- Born: 6 April 1992 Bayreuth, Bavaria, Germany
- Disappeared: 7 May 2001 (aged 9) Lichtenberg, Bavaria, Germany
- Body discovered: 2 July 2016
- Known for: Murder victim

= Killing of Peggy Knobloch =

Unsolved murder of German schoolgirl

Peggy Knobloch (6 April 1992 – disappeared 7 May 2001) was a nine-year-old girl from Lichtenberg, Bavaria, who was kidnapped and murdered on 7 May 2001. Her body was located 15 years later in a wooded area near Wurzbach. In 2020, investigators shelved the investigation of her murder without solving it. Some newspapers refer to her as the "German Madeleine McCann".

==Background==
Peggy Knobloch was born on 6 April 1992. At the time of her disappearance, she lived with her mother, sister, and Turkish stepfather in Lichtenberg, Bavaria. Knobloch's mother was often working when she got off the school bus, meaning she had to go to her neighbor's house until her mother came home.
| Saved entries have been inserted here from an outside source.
PR #22, opened 2015-09-17
Reset bmdt

imbcmdth:
A laundry list of fixes in the PR (in roughly top-down order):
* Rewrote transport packet parsing to be more robust when confronted with strange segmentation strategies - again!
* On a ~~BMDT reset (PTS - discontinuity)~~ the first segment, we now remove AAC frames that extend before the first PTS of the video track.
* Extended tracking previously done with `timelineStartDts` to track both audio and video tracks and both dts and pts values for each.
* Caption `startTime` and `endTime` are now relative to the last time base media decode time was set to zero.

### DIFF
--- a/lib/transmuxer.js
+++ b/lib/transmuxer.js
@@ -54,24 +54,102 @@ mp4 = muxjs.mp4;
  * Splits an incoming stream of binary data into MPEG-2 Transport
  * Stream packets.
  */
+
 TransportPacketStream = function() {
   var
     buffer = new Uint8Array(MP2T_PACKET_LENGTH),
-    end = 0;
+    bytesInBuffer = 0;
 
   TransportPacketStream.prototype.init.call(this);
 
-  /**
-   * Deliver new bytes to the stream.
-   */
-  this.push = function(bytes) {
-    var i = 0;
+   // Deliver new bytes to the stream.
 
-    // parse out all the completed packets
-    do {
+  this.push = function(bytes) {
+    var
+      bytesRemaining,
+      i = 0;
+
+    bytes = this.makePacketFromBufferedData_(bytes);
+
+    // If bytes is undefined, then we don't have enough data for one
+    // complete packet so just return and wait for more
+    if (!bytes) {
+      return;
+    }
+
+    bytesRemaining = bytes.byteLength;
+
+    // Parse out all the completed packets
+    while (i + MP2T_PACKET_LENGTH <= bytes.byteLength) {
       this.trigger('data', bytes.subarray(i, i + MP2T_PACKET_LENGTH));
       i += MP2T_PACKET_LENGTH;
-    } while (i + MP2T_PACKET_LENGTH < bytes.byteLength);
+      bytesRemaining -= MP2T_PACKET_LENGTH;
+    }
+
+    // Buffer any partial packets left over
+    if (bytesRemaining > 0) {
+      buffer.set(bytes.subarray(i));
+      bytesInBuffer = bytesRemaining;
+    }
+  };
+
+  // Attempt to complete any partial packets from data that is in the
+  // `buffer` and new data we've just recieved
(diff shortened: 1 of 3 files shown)


lib/transmuxer.js
```diff
@@ -54,52 +54,101 @@ mp4 = muxjs.mp4;
...
+
+    while (true) {
+      // If bytes starts with a sync-byte assume the `buffer` is junk
+      // and don't change a thing because we are starting with an
+      // entire packet in the new data
+      if (bytes[0] === 0x47) {
+        // Clear the buffer
+        bytesInBuffer = 0;
+        return bytes;
+      } else {
```
dmlap: This `else` is unnecessary.

lib/transmuxer.js
```diff
@@ -54,52 +54,101 @@ mp4 = muxjs.mp4;
...
+        while (i < bytesInBuffer && buffer[i] !== 0x47) {
+          i++;
+        }
+
+        if (i === bytesInBuffer) {
+          // We never found a sync-byte so throw out all the data and try
+          // again
+          bytesInBuffer = 0;
+          continue;
+        } else if (i > 0) {
```
dmlap: This `else` nesting is also unnecessary.

lib/transmuxer.js
```diff
@@ -54,52 +54,101 @@ mp4 = muxjs.mp4;
...
+      bytesInBuffer = bytesRemaining;
+    }
+  };
+
+  // Attempt to complete any partial packets from data that is in the
+  // `buffer` and new data we've just recieved
+  this.makePacketFromBufferedData_ = function (bytes) {
+    var bytesNeeded, bytesLeft;
+
+    while (true) {
```
dmlap: Discussed offline: @imbcmdth and I agreed we need to try to take a slightly different tack than this implementation.

lib/transmuxer.js
```diff
@@ -1333,19 +1391,32 @@ Transmuxer = function(options) {
...
       videoSegmentStream.flush();
     }
 
     if (audioSegmentStream) {
-      audioTrack.timelineStartDts = timelineStartDts;
+      // Use the video's earliest Dts value unless this is an audio-only stream
+      audioTrack.timelineStartInfo = timelineStartInfo['video'] || timelineStartInfo['audio'];
+
+      // When we are resetting the base media decode time due to a
+      // discontinuity, we need to remove any audio frames that are
```
dmlap: An explanation of why we need to remove the audio frames would be nice to add.

lib/transmuxer.js
```diff
@@ -1250,7 +1283,19 @@ Transmuxer = function(options) {
...
+    // we were when the base media decode time was last (re)set to zero
+    timelineStartInfo = {},
+
+    // Signal that we are in the process of resetting the base media
+    // decode time.
+    // One effect of this state is that we trim audio frames that start
+    // earlier than the video track so that audio always has an initial
+    // base media decode time that is equal to or greater than the video
+    // track.
+    resettingBaseMediaDecodeTime = true,
```
dmlap: I have what may be an irrational dislike for boolean state variables. It may be because once you get started with them, it's so easy to add another without considering the additional "modes" you have created for an object. Are we only resetting the base decode when seeking or playing over a discontinuity? Could we simply discard and recreate the Transmuxer stack in that case?

lib/transmuxer.js
```diff
@@ -54,53 +54,83 @@ mp4 = muxjs.mp4;
  * Splits an incoming stream of binary data into MPEG-2 Transport
  * Stream packets.
  */
+
 TransportPacketStream = function() {
   var
+    SYNC_BYTE = 0x47,
```
dmlap: This should be moved out of the constructor.

imbcmdth: Seriously?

==Disappearance and search==
On 7 May 2001, Knobloch disappeared while walking home from school. She was last seen just 50 yards from her home at 1:20 p.m. carrying a Barbie doll, a satchel, and jacket. After she was reported missing, law enforcement began searching for her. Within a week of her disappearance law enforcement had searched all land within four kilometers of Lichtenberg without success. Army officers then used military aircraft equipped with specialized cameras that can detect unusual objects on the ground. However, this was also unsuccessful because the dense forests and rugged terrain made it impossible for investigators to properly analyze the photos. Two boys reported seeing Knobloch get into a red Mercedes with a Czech license plate, causing investigators to expand the search to the Czech Republic. However, they were unsuccessful in locating Knobloch or the car.

==False lead==
In 2001, an intellectually disabled man was caught fondling a seven-year-old boy. When the man's mother interrogated him about it, he admitted to molesting Knobloch. She then attempted to get him to receive inpatient therapy. He said he molested her four days before her disappearance. The man then stated that he approached her to apologize for his earlier actions but then suffocated her after she attempted to run from him. He was involuntarily committed to a psychiatric hospital on 6 September 2001, in response to his confession before inpatient therapy could begin. After numerous police interrogations, he was arrested at the hospital in October 2002. In 2004, the man was convicted of Knobloch's murder and sentenced to life imprisonment despite recanting his confession. In 2014, his conviction was overturned after a retrial determined that his confession was coerced. He had also been repeatedly interrogated without assistance from an attorney.

==Discovery==
On 2 July 2016, a mushroom forager found Knobloch's body in a wooded area in neighboring Thuringia after wild animals dug up her remains. The site was less than ten miles from her home.

==Later developments==
In October 2016, police reported that DNA found near Knobloch's body was linked to the German neo-Nazi Uwe Böhnhardt. However, it was discovered that this was a false track. The DNA accidentally had been transferred to the crime scene by an unspecified piece of police equipment.

In 2018, a man was arrested after he told the police that another man led him to Knobloch's body at a bus stop, though he denied having caused her death. The man claimed to have hidden her body in the forest after failing to resuscitate her. He also told investigators that he burned her bag and jacket. However, the man was released after he retracted his confession.

Prosecutors shelved their investigation of Knobloch's disappearance in 2020.